→ Data items

PR #1543, opened 2017-11-03
feat(textfield): Convert some foundation methods from private to public

bwobrien:
This is to allow integration into other web frameworks.

### DIFF
--- a/packages/mdc-textfield/README.md
+++ b/packages/mdc-textfield/README.md
@@ -447,7 +447,7 @@ Deactivates the focus state of the Text Field. Normally called in response to th
 Animates the bottom line. The animation expands outward from the user's click or touch. Expects an
 event with clientX/clientY properties.
 
-##### MDCTextfieldFoundation.handleBottomLineAnimationEnd
+##### MDCTextfieldFoundation.handleBottomLineAnimationEnd(evt: !Event)
 
 Handles the end of the bottom line animation, performing actions that must wait for animations to
 finish. Expects a transition-end event.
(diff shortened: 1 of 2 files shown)


packages/mdc-textfield/foundation.js
```diff
@@ -202,9 +198,8 @@ class MDCTextfieldFoundation extends MDCFoundation {
    * Fires when animation transition ends, performing actions that must wait
    * for animations to finish.
    * @param {!Event} evt
-   * @private
    */
-  transitionEnd_(evt) {
+  transitionEnd(evt) {
```
kfranqueiro: I'm kind of surprised that we'd be publicizing this method in particular... would there be a better name for this that would give better context to when it'd make sense to directly invoke it?

bwobrien: Gave this and setBottomLineTransformOrigin more semantic names.

packages/mdc-textfield/README.md
```diff
@@ -426,6 +426,32 @@ Returns a boolean specifying whether or not the input is disabled.
 
 Updates the input's disabled state.
 
+##### MDCTextfieldFoundation.setValid(isValid: boolean)
+
+Sets the validity state of the Text Field. Triggers custom validity checking.
+
+##### MDCTextfieldFoundation.handleTextFieldInteraction(evt: !Event)
```
kfranqueiro: Nit: FWIW, I'm pretty sure we follow typescript conventions when documenting APIs in READMEs, so the `!`s here might not make sense...

bwobrien: Done.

→ TASK TO CARRY OUT
Transcribe every record above exactly.

→ YOUR SOLUTION
PR #1543, opened 2017-11-03
feat(textfield): Convert some foundation methods from private to public

bwobrien:
This is to allow integration into other web frameworks.

### DIFF
--- a/packages/mdc-textfield/README.md
+++ b/packages/mdc-textfield/README.md
@@ -447,7 +447,7 @@ Deactivates the focus state of the Text Field. Normally called in response to th
 Animates the bottom line. The animation expands outward from the user's click or touch. Expects an
 event with clientX/clientY properties.
 
-##### MDCTextfieldFoundation.handleBottomLineAnimationEnd
+##### MDCTextfieldFoundation.handleBottomLineAnimationEnd(evt: !Event)
 
 Handles the end of the bottom line animation, performing actions that must wait for animations to
 finish. Expects a transition-end event.
(diff shortened: 1 of 2 files shown)


packages/mdc-textfield/foundation.js
```diff
@@ -202,9 +198,8 @@ class MDCTextfieldFoundation extends MDCFoundation {
    * Fires when animation transition ends, performing actions that must wait
    * for animations to finish.
    * @param {!Event} evt
-   * @private
    */
-  transitionEnd_(evt) {
+  transitionEnd(evt) {
```
kfranqueiro: I'm kind of surprised that we'd be publicizing this method in particular... would there be a better name for this that would give better context to when it'd make sense to directly invoke it?

bwobrien: Gave this and setBottomLineTransformOrigin more semantic names.

packages/mdc-textfield/README.md
```diff
@@ -426,6 +426,32 @@ Returns a boolean specifying whether or not the input is disabled.
 
 Updates the input's disabled state.
 
+##### MDCTextfieldFoundation.setValid(isValid: boolean)
+
+Sets the validity state of the Text Field. Triggers custom validity checking.
+
+##### MDCTextfieldFoundation.handleTextFieldInteraction(evt: !Event)
```
kfranqueiro: Nit: FWIW, I'm pretty sure we follow typescript conventions when documenting APIs in READMEs, so the `!`s here might not make sense...

bwobrien: Done.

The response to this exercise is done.